Марго посмотрела на дьякона.
— Он прав?
Отец Андрей кивнул:
— Да. Сцена поклонения волхвов упоминается только в Евангелии от Матфея. Причем не указано ни количество волхвов, ни их имена.
— Тогда откуда все знают, что их было трое? И откуда все узнали их имена?
— Из так называемой «Арабской книги детства», — ответил дьякон. — Она появилась через несколько столетий после смерти Иисуса. Там впервые были названы имена волхвов. Мельхиор, Бальтазар и Гаспар. С тех пор весь мир называет их именно так.
Марго наморщила лоб и спросила:
— И никто не знает, кем они были и откуда пришли?
— Никто, — ответил дьякон.
— Две звезды… — пробормотала Марго, потирая лоб пальцами. — Одна — на заре нашей эры, вторая — в 1054 году. А что, если это… — Она тряхнула головой. — Да нет, бред.
— Вам пришло в голову, что это могла быть одна и та же звезда? — сказал вдруг дьякон.
Марго остановила на нем удивленный взгляд.
— Да. Вы тоже об этом подумали?
— Последние часы я только об этом и думаю, — ответил дьякон.
— Но разве такое возможно? Вы сами сказали, что звезда Рождества и волхвы упоминаются только в Евангелии от Матфея. В других Евангелиях о них нет ни слова.
— О них вообще никто больше не вспоминает, — подал голос Ларин. — Ни евангелисты, ни апостолы. Кстати, как вы это объясните, дьякон?
— Могут быть разные причины, — ответил отец Андрей. — Но, признаться, кроме откровенной ереси, мне ничего в голову не приходит.
— Тогда поделитесь с нами вашими еретическими мыслями, — попросил Ларин. — Не бойтесь, нас с Маргошей они нисколько не покоробят.
— А хотите, я сама угадаю, какие мысли лезут вам в голову? — спросила Марго.
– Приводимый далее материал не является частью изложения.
PR #106, opened 2020-07-16
Finish has profile check in auth servlet

Richie78321:
Finish the `hasProfile` check to in the auth servlet using the `PersonEntity` objectify.


Obinnabii:
These changes were branched off a bad branch, I'll add them to the UserObject branch

PR #111, opened 2020-07-17
Add authenticated-only links to Navbar

Richie78321:
Add links that only display in the Navbar if a user is authenticated. **This is entirely for user experience and in no way literally prevents an unauthorized user from accessing a particular page**, so additional checks must be put in place for sensitive pages.

* Extract the fetch request for auth data from the `AuthButton` component so that it can use the `DataFetcher` component and so that the Navbar can use the authentication data as well without having to make a second fetch request.
* Add `requiresAuth` boolean to the Navbar URLs so they can be conditionally rendered.
* Revise the existing tests to support the new extracted auth data fetching and add new tests.


src/main/webapp/js/common/react/tests/Navbar.test.js
```diff
@@ -2,59 +2,86 @@ import React from 'react';
...
   {
     href: '/projects.html',
     name: 'Projects',
+    requiresAuth: false,
+  },
+  {
+    href: '/dashboard.html',
+    name: 'Dashboard',
+    requiresAuth: true,
   },
```
Sami-2000, line 21: Is there a reason you don't include the mentor search page in this test?

src/main/webapp/js/common/react/tests/Navbar.test.js
```diff
@@ -2,59 +2,86 @@ import React from 'react';
...
+    render(
+        <Navbar urls={navbarUrls} loading={false} authData={authData} />);
+
+    expect(screen.queryByText('Dashboard')).toBeNull();
+  });
+
+  it('does not display the restricted link while loading auth data', () => {
+    render(<Navbar urls={navbarUrls} loading={true} />);
+
+    expect(screen.queryByText('Home')).not.toBeNull();
```
Sami-2000, line 83: Here you explicitely check that 'Home' and 'Projects' are not null, but you do not check this for the unauthenticated or profile-less tests. I'm just wondering why.

src/main/webapp/js/common/react/tests/Navbar.test.js
```diff
@@ -2,59 +2,86 @@ import React from 'react';
...
-    headers: {
-      'Content-Type': 'application/json',
-    },
-  });
-});
-
-afterAll(() => {
-  fetchMock.restore();
-});
+const mockAuthData = {
```
Sami-2000, line 24: Naming is slightly confusing here because you define other mock auth data later that you just call 'authData.'
Maybe if you can imply with the name that this is the authdata for an authorizd user with a profile, or even just 'defaultAuthData'?

src/main/webapp/js/common/react/tests/Navbar.test.js
Richie78321: Not really, no. Joe commented on this as well in the MVP branch, so I'll be releasing an additional PR that revises this to use the data directly from `display_navbar.js`

src/main/webapp/js/common/react/tests/Navbar.test.js
Richie78321: That's a good point, and seems to be a bit of an inconsistency. I'll update that now.

src/main/webapp/js/common/react/tests/Navbar.test.js
Richie78321: That's a good point! Will update, thanks!

PR #108, opened 2020-07-17
Prepare mentor search frontend for new user object.

Sami-2000:
Add profile pic, email, and location fields.
Allow for any aspect of a mentor to be null.
Use mailto to send emails to perspective mentors.

PR #121, opened 2020-07-20
Bulk Merge MVP Changes

Obinnabii:
### Obi's Changes
- Merge the Mentor and Person Objects into one ```UserData``` Class. 
- Merge the Mentor and Person Entities into one ```UserEntity```.
- Add an ```email``` field to the ```PersonObject``` and the dashboard.
- Deprecate the ```PersonBuilder```.
- Show projects that a user is involved with in the ```dashboard```.
- Remove unused code from previous iterations of the ```dashboard```. 
### Richie's Changes
* Implement the `hasProfile` check in `AuthServlet.java`
* Get the `UserData` of users associated with a project in `ProjectData.java`. This is replacing mock data.
* Move the `key` value to the parent divs of `ProjectPreview` components and `MentorCard` components.
Note: Changes to Navbar files `AuthButton.js`, `Navbar.js`, `NavbarLink.js`, `display_navbar.js`, `navbar_prop_types.js`, `Navbar.test.js`, and `NavbarLink.test.js` **are covered in #111 and don't need to be reviewed**
### Sami's Changes
- Use Objectify to overhaul the Mentors servlet
     - Post function to sign up to mentor can now create or modify project entities
     - New function to add a mock mentor to the page for testing and presentation
- Updated the Mentor search page frontend (some parts already approved in PR #108)
    - Check that each user field exists before adding it to the page
    - Link project tags to project breakout pages
    - Call the projects servlet to get the names of mentor-associated projects
    - Now we have 2 fully operation functions to populate the mentor search page, one with all real data, one with all mock


src/main/webapp/js/common/react/tests/Navbar.test.js
```diff
@@ -2,59 +2,86 @@ import React from 'react';
...
     href: '/projects.html',
     name: 'Projects',
+    requiresAuth: false,
+  },
+  {
+    href: '/dashboard.html',
+    name: 'Dashboard',
+    requiresAuth: true,
   },
 ];
```
josephdhurst, line 22: is there a way we can reuse the urls variable from display_navbar.js?

josephdhurst: Also, why don't we call `display_navbar.js` `navbar.js`? It seems like display may be redundant (or I just don't get how it is different than all of the other javascript files in this codebase that ultimately display html).

src/main/webapp/js/common/react/tests/NavbarLink.test.js
```diff
@@ -3,19 +3,25 @@ import NavbarLink from '../components/NavbarLink.js';
...
+    render(<NavbarLink url={mockUrl} />);
     expect(screen.queryByText('Home')).not.toBeNull();
   });
 
   it('contains the intended href', () => {
-    render(<NavbarLink href="/home.html" name="Home" />);
+    render(<NavbarLink url={mockUrl} />);
     expect(screen.queryByText('Home')).toHaveAttribute('href', '/home.html');
   });
 });
```
josephdhurst, line 27: why isn't this a part of navbar.test.js?

src/main/webapp/mentors.js
```diff
@@ -12,7 +15,57 @@ function initForm() {
...
+      name: 'Obi Abii',
+      location: 'Idk maybe near Cornell',
+    },
+  ];
+  const mentorsContainer = document.getElementById('mentors-container');
+  if (!mentorsContainer) {
+    return;
+  }
+  mentorsContainer.innerHTML = '';
+  for (const mentor of mentors) {
```
josephdhurst, line 61: do we need `getMockMentors` anymore now that all of the data is being stored/retrieved from datastore?

src/main/webapp/mentors.js
```diff
@@ -79,7 +140,66 @@ function createMentorElement(mentor) {
...
+  mentorLocation.className = 'card-subtitle text-muted text-center mb-1';
+  mentorLocation.innerText = location;
+  return mentorLocation;
+}
+
+/**
+ * Creates an image for mentor card.
+ * @param {String} img
+ * @return {HTMLElement} mentorImg
+ */
```
josephdhurst, line 170: I think the function names here could be more specific, for example `createLocationHeader`.

src/main/webapp/mentors.js
```diff
@@ -79,7 +140,66 @@ function createMentorElement(mentor) {
 }
 
 /**
- * Creates a github profile button element from username.
+ * Creates an email for mentor card.
```
josephdhurst, line 143: Nit: fix this in all of the comments that mention mentor card.
```suggestion
 * Creates an email for a mentor card.
```

src/main/webapp/mentors.js
```diff
@@ -101,37 +221,62 @@ function createGitHubLink(gitHubID) {
...
+          const projectElement = document.createElement('a');
+          projectElement.href =
+              new URL('/projects.html#/' + projectID, window.location.origin);
+          projectElement.className = 'card-holder border border-muted' +
+              ' text-muted mr-1 mb-1 badge text-center';
+          const cardTitleElement = document.createElement('h4');
+          cardTitleElement.className = 'card-title dark-emph';
+          cardTitleElement.innerText = data.previewData.name;
+          projectElement.appendChild(cardTitleElement);
+          projectsDiv.append(projectElement);
```
josephdhurst, line 265: this is pretty long, maybe make this a separate function?

src/main/webapp/mentors.js
```diff
@@ -146,7 +291,8 @@ function submitForm(e) {
     body: encodedBody,
   });
 
-  standardizeFetchErrors(fetchRequest, 'Fetch failed message here', 'Server error message here').then((response) => {
+  standardizeFetchErrors(fetchRequest, 'Fetch failed message here',
+      'Server error message here').then((response) => {
     console.log('valid url');
     window.location.href = '/dashboard.html';
   }).catch((errorResponse) => {
```
josephdhurst, line 298: Fix ESLint errors

src/main/java/com/google/opensesame/servlets/MentorsServlet.java
```diff
@@ -20,56 +24,49 @@
...
+    ArrayList<String> interests = new ArrayList<String>();
+    interests.add("skateboarding");
+    ArrayList<String> mentees = new ArrayList<String>();
+    ArrayList<String> projects = new ArrayList<String>();
+    projects.add(testRepoID.toString());
+    UserEntity mockMentor =
+        new UserEntity(id, "Sami-2000", interests, "samialves@google.com", projects, mentees);
+    ofy().save().entity(mockMentor);
+  }
+
```
josephdhurst, line 68: If I remember correctly, in the demo someone said that we can now add people to the datastore just by them signing up. If so can we delete this function?

src/main/webapp/user.js
```diff
@@ -4,25 +4,22 @@ import {
...
       fetchRequest,
       'Failed to communicate with the server. Please try again later.',
       'An error occcured while retrieving this account.' +
     ' Please try again later.');
 
-  return errorFormattedFetchRequest.then((response) => response.json())
-      .then((user) => {
-        return user;
-      });
+  return errorFormattedFetchRequest.then((response) => response.json());
```
josephdhurst, line 22: combine this into one line so that it matches the style used elsewhere.

src/main/webapp/signup.js
```diff
@@ -161,8 +143,30 @@ function createSignupBody() {
...
+    body: userParams,
+  });
+
+  const errorFormattedFetchRequest = standardizeFetchErrors(
+      fetchRequest,
+      'Failed to communicate with the server. Please try again later.',
+      'An error occcured while creating your account.' +
+    ' Please try again later.');
+
+  return errorFormattedFetchRequest;
```
josephdhurst, line 169: Don't store the result of a function call in a variable if it will just be returned in the next line. Just return the result of the function without storing it in a variable first. This is fewer lines of code.
```suggestion
   return  errorFormattedFetchRequest = standardizeFetchErrors(
      fetchRequest,
      'Failed to communicate with the server. Please try again later.',
      'An error occcured while creating your account.' +
    ' Please try again later.');
```

src/main/java/com/google/opensesame/servlets/UserServlet.java
```diff
@@ -20,51 +15,41 @@
...
-
   @Override
-  // Instantiate datastore
-  public void init() {
-    datastore = DatastoreServiceFactory.getDatastoreService();
-  }
-
-  @Override
-  // Get a specific user. Return null if not found.
+  // Get a specific user. Return the currently signed-in user if no userId is
```
josephdhurst, line 25:
```suggestion
  // Get a user by their userId. Return the currently signed-in user if no userId is
```

src/main/java/com/google/opensesame/servlets/UserServlet.java
```diff
@@ -73,58 +58,50 @@ public void doGet(HttpServletRequest request, HttpServletResponse response) thro
   @Override
   // Send a user to datastore. Update the current information about the user if one exists.
   public void doPost(HttpServletRequest request, HttpServletResponse response) throws IOException {
-    String userGitHubID = request.getParameter("githubID");
-    if (userGitHubID == null || userGitHubID.trim().length() == 0) {
+    String userGitHubAuthToken = request.getParameter("gitHubAuthToken");
```
josephdhurst, line 61: nit: this can just be called `gitHubAuthToken`. the `user` part of the name is implied, because there is almost no scenario where a servlet should (or even could) have the auth token for a github account that doesn't belong to the current user.

src/main/java/com/google/opensesame/servlets/UserServlet.java
```diff
@@ -73,58 +58,50 @@ public void doGet(HttpServletRequest request, HttpServletResponse response) thro
...
-          "There is no GitHub ID affiliated with this request");
+          "GitHub OAuth token was never supplied",
+          HttpServletResponse.SC_UNAUTHORIZED,
+          "User could not be authenticated by GitHub, please try again");
       return;
     }
-    String[] userTags = request.getParameterValues("tags");
-    ArrayList<String> userTagsList =
-        userTags == null ? new ArrayList<String>() : new ArrayList<>(Arrays.asList(userTags));
+    String[] interestTagsParam = request.getParameterValues("interestTags");
```
josephdhurst, line 70: nit: remove `param` because:
 1. it doesn't give any extra information about what this variable does
 2. IIUC the data stored in `interestTagsParam` is the value for the "interestTags" parameter, so if we want to keep the suffix (which suggest against), we should change `Param` to `Value`

src/main/java/com/google/opensesame/servlets/UserServlet.java
```diff
@@ -73,58 +58,50 @@ public void doGet(HttpServletRequest request, HttpServletResponse response) thro
...
+          HttpServletResponse.SC_UNAUTHORIZED,
+          "User could not be authenticated by GitHub, please try again");
+      return;
     }
-    return true;
+    // Build and send the User's datastore entity
+    ofy().save().entity(new UserEntity(userId, userGHMyself.getLogin(), userTags, user.getEmail()));
+    // TODO: add check for hasProfile.
   }
+  // TODO: make function to get users
```
josephdhurst, line 106: I think there is already a function to get a user based on ID. Either this TODO is already completed or it should be more specific.

src/main/java/com/google/opensesame/servlets/UserServlet.java
```diff
@@ -73,58 +58,50 @@ public void doGet(HttpServletRequest request, HttpServletResponse response) thro
...
+              + e.getStackTrace()
+              + "Could not get authenticated User with the given token",
+          HttpServletResponse.SC_UNAUTHORIZED,
+          "User could not be authenticated by GitHub, please try again");
+      return;
     }
-    return true;
+    // Build and send the User's datastore entity
+    ofy().save().entity(new UserEntity(userId, userGHMyself.getLogin(), userTags, user.getEmail()));
+    // TODO: add check for hasProfile.
```
josephdhurst, line 104: Is this TODO necessary? Would it add significant latency? Would it just be sufficient to add .now() to the end of the `ofy().save` call?

src/main/java/com/google/opensesame/servlets/UserServlet.java
```diff
@@ -73,58 +58,50 @@ public void doGet(HttpServletRequest request, HttpServletResponse response) thro
...
-   * @param value the object that will be compared to @param field
-   * @param operator the type of comparison to be made.
-   * @return {PreparedQuery} a Datastore prepared query.
-   */
-  public PreparedQuery queryInDatabase(
-      String entityName, String field, Object value, FilterOperator operator) {
-    Filter userFilter = new FilterPredicate(field, operator, value);
-    return datastore.prepare(new Query(entityName).setFilter(userFilter));
-  }
+    String userId = user.getUserId();
```
josephdhurst, line 86: create this variable closer to where it is used

src/main/java/com/google/opensesame/servlets/UserServlet.java
```diff
@@ -73,58 +58,50 @@ public void doGet(HttpServletRequest request, HttpServletResponse response) thro
...
       return;
     }
-    String[] userTags = request.getParameterValues("tags");
-    ArrayList<String> userTagsList =
-        userTags == null ? new ArrayList<String>() : new ArrayList<>(Arrays.asList(userTags));
+    String[] interestTagsParam = request.getParameterValues("interestTags");
+    if (interestTagsParam == null) {
+      interestTagsParam = new String[] {};
+    }
+    ArrayList<String> userTags = new ArrayList<>(Arrays.asList(interestTagsParam));
```
josephdhurst, line 74: Create userTags close to where it is used.

src/main/java/com/google/opensesame/user/UserData.java
```diff
@@ -0,0 +1,137 @@
...
+  private final String location;
+  private final String name;
+  private final String userID;
+  private String email;
+
+  /**
+   * Create a UserData from a given UserEntity
+   *
+   * <p>Note: Emails will only ever be stored in a UserObject if the current user is authorized with
+   * the AuthServlet.
```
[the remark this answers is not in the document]
Obinnabii: We don't want to share user emails with unauthorized people to avoid spam and the misuse of our user's information by data scrapers. I'll update the Javadoc to reflect this reasoning.

src/main/java/com/google/opensesame/user/UserEntity.java
```diff
@@ -0,0 +1,123 @@
...
+
+import com.googlecode.objectify.annotation.Entity;
+import com.googlecode.objectify.annotation.Id;
+import com.googlecode.objectify.annotation.Index;
+import com.googlecode.objectify.annotation.OnSave;
+import java.util.ArrayList;
+
+/**
+ * The User Entity is designed to directly interface with datastore using Objectify. It holds the
+ * neccesary information to generate a UserObject.
```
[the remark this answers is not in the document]
Obinnabii: That makes a lot of sense! The XData classes are mainly used for serialization when sending JSON Objects. I also feel like the current names aren't as descriptive as I would like them to be. I'll work on changing these.

src/main/java/com/google/opensesame/user/UserEntity.java
```diff
@@ -0,0 +1,123 @@
...
+  public UserEntity(UserData userData) {
+    gitHubId = userData.getGitHubID();
+    interestTags = userData.getTags();
+    email = userData.getEmail();
+    userId = userData.getUserID();
+    projectIds = userData.getProjectIDs();
+    menteeIds = userData.getMenteeIDs();
+  }
+
+  // TODO: Cut down the number of constructors.
```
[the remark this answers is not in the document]
Richie78321: @Obinnabii Is there a reason why we couldn't just pass in null or an empty list for the `projectIds` and `menteeIds` to avoid having these extra constructors? We could handle null however we wanted (including creating empty lists when the inputted value is null).

src/main/java/com/google/opensesame/servlets/UserServlet.java
Obinnabii: It might not be necessary to have the TODO. There is already a check for whether a user has a profile in the frontend and it might add latency.

src/main/webapp/js/common/react/tests/Navbar.test.js
Richie78321: As for why is isn't called `navbar.js`, I wanted to avoid ambiguity between a `navbar.js` file and the `Navbar.js` file, where `Navbar.js` is the file containing the `Navbar` React component. `display_navbar.js` also makes it clear that it is not a React component and instead accomplishes the task of displaying the Navbar. I personally prefer `display_navbar.js`, but I'd be happy to hear more about why you might think otherwise!

Richie78321: And for reusing the URLs available in `display_navbar.js`, that's totally doable, and I see how that could reduce the number of experimental variables present if the tests ever fail. I'll update that.

src/main/webapp/js/common/react/tests/NavbarLink.test.js
Richie78321: This is testing the specific functionality of the `NavbarLink` component compared to the functionality of the entire `Navbar` component. I thought it would be best to put the tests relating to the `NavbarLink` in `NavbarLink.test.js` instead of in `Navbar.test.js` to keep things organized. I realize the confusion might be coming from the fact that these tests are somewhat redundant, as the `Navbar` tests indirectly test this functionality as well, and would fail if this functionality did not work. Is that a sign to remove these tests?

src/main/java/com/google/opensesame/servlets/UserServlet.java
Obinnabii: The main aim of this naming scheme was to differentiate between the ```String[]``` gotten from the request and the ```ArrayList``` used in building a ```UserEntity``` . but I see what you are saying. I'll avoid creating two variables entirely by casting to an ```ArrayList``` when I build the ```UserEntity```

src/main/java/com/google/opensesame/user/UserEntity.java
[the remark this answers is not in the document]
Obinnabii: my main issue with passing in null values is that it is not good practice. The standard with Java is to avoid using ```null``` as much as possible. It would also make the documentation a bit more confusing. This way, you always know what you have to put in.

__Possible Solutions__
1. Forgo a constructor entirely. The class can be instantiated without a constructor and all the fields can be set because they are public. 
_con_
- The main shortcoming of this method is that there are some fields we want to ensure always gets set. My current solution works so that you always instantiate a ```UserEntity``` object with the required fields and any optional fields are set as empty lists. 
2. A builder. This might work. 
_con_
- I am reluctant to add more classes to the 2 that we have now. and It would also make allow the compulsory fields to be left unset.

3. Leave the constructors as we have them. 
_con_
- we currently have 4 constructors.

4. Create the ```UserEntity``` Object without the optional fields and set those fields after construction.
_con_
- It seems hacky and construction of objects could take multiple lines depending on the situation.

И, не дожидаясь ответа, выдала: — Помните, профессор Белкин рассказывал нам, что в Средние века рукописи часто переписывались и редактировались? В том числе и рукописи святых писаний. А что, если в Евангелие от Матфея попал кусок из более позднего текста? Тогда понятно, почему этого куска нет в других Евангелиях. И тогда получается, что звезда Рождества — это вспышка сверхновой звезды, которая произошла в 1054 году. Потом какой-то монах-переписчик взял да и вставил этот кусок в текст Евангелия от Матфея. Что вы на это скажете?
— Ну хорошо, — хмурясь, сказал отец Андрей. — Предположим на минуту, что вы правы и в Евангелие от Матфея попало описание взрыва сверхновой звезды 1054 года. В принципе это могло быть. После разделения церквей многие источники уточнялись и редактировались. Но что вы тогда скажете о волхвах? Они ведь тоже могли попасть в Евангелие вместе со звездой — перенестись из злополучного 1054 года на тысячу с лишним лет назад. Кем же они были?
Марго вновь посмотрела на репродукцию Джотто.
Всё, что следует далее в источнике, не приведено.